Where to Start When Soundproofing a Room
Ask the Questions
Before you can make a soundproofing plan you need to answer some questions which should help you decide what direction you want to take.
- Where do I live? (What kind of idiot question is that, you ask?). There is a big difference between soundproofing your bedroom in a bungalow in the suburbs and soundproofing a second floor bedroom in a 3-story walk-up with neighbors above, below, and all around you.
- How much more peace and quiet do I want, or need? ‘Acceptable Noise Level’ is a subjective phrase. Some of us can sleep through a tornado. Some of us will wake if a leaf falls on the window sill.
- How long do I plan to live in this home? Do I really want to invest time and money into a place I will be leaving soon?
- How well do I get along with my landlord/condo strata association/neighbors? Is it worth the hassle to get permission for a major soundproofing project?
- How much do I want to spend? Are my costs going to provide the value I expect?
- Can I do this myself? Or should I consider professional help?
Make a Plan
Soundproofing, like most other renovation projects, does not come with a ‘one size fits all’ solution. Just answering the previous few questions illustrated that. But you should now have some idea of where to begin researching.
- It would not hurt to invest in a decibel meter that you can use to measure existing noise levels–then compare the new levels after you are done.
- If you are math-challenged, you might also want to consider a construction calculator to help with material purchases. (Note: I have never used one; so will not venture an opinion.

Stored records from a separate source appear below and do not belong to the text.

PR #769, opened 2017-04-26
[baxtereus] set wait key default as t

knorth55:


knorth55:
https://github.com/jsk-ros-pkg/jsk_robot/pull/768#issuecomment-296886233

k-okada:
@knorth55 on dual arm manipulation case, you have to change your code when the robot grasp a object with two arms simultaneously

Being older than dirt and somewhat technologically challenged, it would probably take me longer to learn to use it than to do the work.)

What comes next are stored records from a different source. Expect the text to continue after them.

PR #1031, opened 2019-02-27
[jsk_naoqi_robot/README] Add information mentioned at #1030

kochigami:

PR #1038, opened 2019-03-22
[jsk_nao_startup] add joy-client.l to jsk_nao_startup.launch

kochigami:
I want to include same nodes for nao and pepper, so I added `joy-client.l` to `jsk_nao_startup.launch`.

TODO
- [x] try this with real robot (nao and pepper): (memo) I don't know why two variables `*power-button-state*` and `power-button-state` are required. Let's check it!
- [x] consider #1046 
~- [ ] create button map of a controller, add it to README~ => #1031

### DIFF
--- a/jsk_naoqi_robot/jsk_nao_startup/nodes/joy-client.l
+++ b/jsk_naoqi_robot/jsk_nao_startup/nodes/joy-client.l
@@ -1,0 +1,88 @@
+#!/usr/bin/env roseus
+
+
+(ros::roseus "joy_client")
+(ros::load-ros-package "naoeus")
+
+
+(if (not (find-package "NAOQI_BRIDGE_MSGS"))
+    (make-package "NAOQI_BRIDGE_MSGS" :nicknames "NAOQI_MSGS"))
+
+(ros::advertise "/speech" std_msgs::String 1)
+(defun speak-jp (str &rest args)
+  (let ((msg (instance std_msgs::String :init)))
+    (send msg :data (apply #'format nil str args))
+    (ros::ros-info "speech ~A" (send msg :data))
+    (ros::publish "/speech" msg))
+  )
+
+(ros::advertise "/nao_tweet" std_msgs::String 1)
+(defun tweet (str &rest args)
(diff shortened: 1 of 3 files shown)


jsk_naoqi_robot/jsk_nao_startup/nodes/joy-client.l
```diff
@@ -0,0 +1,88 @@
...
+			   (axes (send msg :axes))
+			   (power-button-state (elt buttons 8))
+			   (rb-button-state (elt buttons 5))
+			   (b-button-state (elt buttons 1))
+			   (x-button-state (elt buttons 2))
+			   (y-button-state (elt buttons 3)))
+		      (print (list buttons power-button-state (ros::time- (ros::time-now) *power-button-time*)))
+		      (cond ((and (= *power-button-state* 1)
+				  (=  power-button-state  0)
+				  (> (send (ros::time- (ros::time-now) *power-button-time*) :to-sec) 2))
```
kochigami: This condition will never be satisfied because `*power-button-time*` is updated in each loop.

jsk_naoqi_robot/jsk_nao_startup/nodes/joy-client.l
```diff
@@ -0,0 +1,88 @@
...
+		#'(lambda (msg)
+		    (let* ((buttons (send msg :buttons))
+			   (axes (send msg :axes))
+			   (power-button-state (elt buttons 8))
+			   (rb-button-state (elt buttons 5))
+			   (b-button-state (elt buttons 1))
+			   (x-button-state (elt buttons 2))
+			   (y-button-state (elt buttons 3)))
+		      (print (list buttons power-button-state (ros::time- (ros::time-now) *power-button-time*)))
+		      (cond ((and (= *power-button-state* 1)
```
kochigami: Both `*power-button-state*` and `power-button-state` are required because we need to check the change of button value.
If only `power button status` is checked, servo on / off will be performed many times.

kochigami:
@k-okada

- Draw up a rough floor plan of the room. Make sure you note all relevant dimensions including wall heights. Regardless of your choice of soundproofing products, now you can figure out how much area you will need to cover. And then calculate costs.
- Make an honest assessment of your abilities. If you do not feel comfortable doing the work–consider hiring a professional.
- Consult your significant other before taking on the project yourself. Will she/he help? Hinder? Offer annoying advice? (My wife still talks about my chainsaw renovations to one of our houses. Not fondly.)
- Make sure you have, or have access to, the tools and equipment you need. (Installing 4 x 8 sheets of 5/8″ drywall on the ceiling without a lift can be a harrowing experience.)
Cost of Soundproofing My Bedroom
Following are the two scenarios I chose to illustrate. I decided on the bedroom because ‘too noisy to sleep’ is a fairly common complaint. And we have a fairly common bedroom. (See floor plan below. It is fairly simple but gives me what I need.)
#1) Quick, Inexpensive, and Relatively Easy Soundproofing
Soundproofing your bedroom this way will also sacrifice ‘cute’. But my reasoning is that it is a bedroom. You sleep in it. You want it quiet. And dark. There are other rooms in the house to show off your decorating tastes. So unless you are planning to bring various guests home from the bar, and want better ambiance, here is the material list.
Note: If you are going to do the complete project, the proper sequence is ceiling, then walls, then floor.
Total cost: Under $800.00 divided by floor area (168 square feet) equals $4.76 per square foot.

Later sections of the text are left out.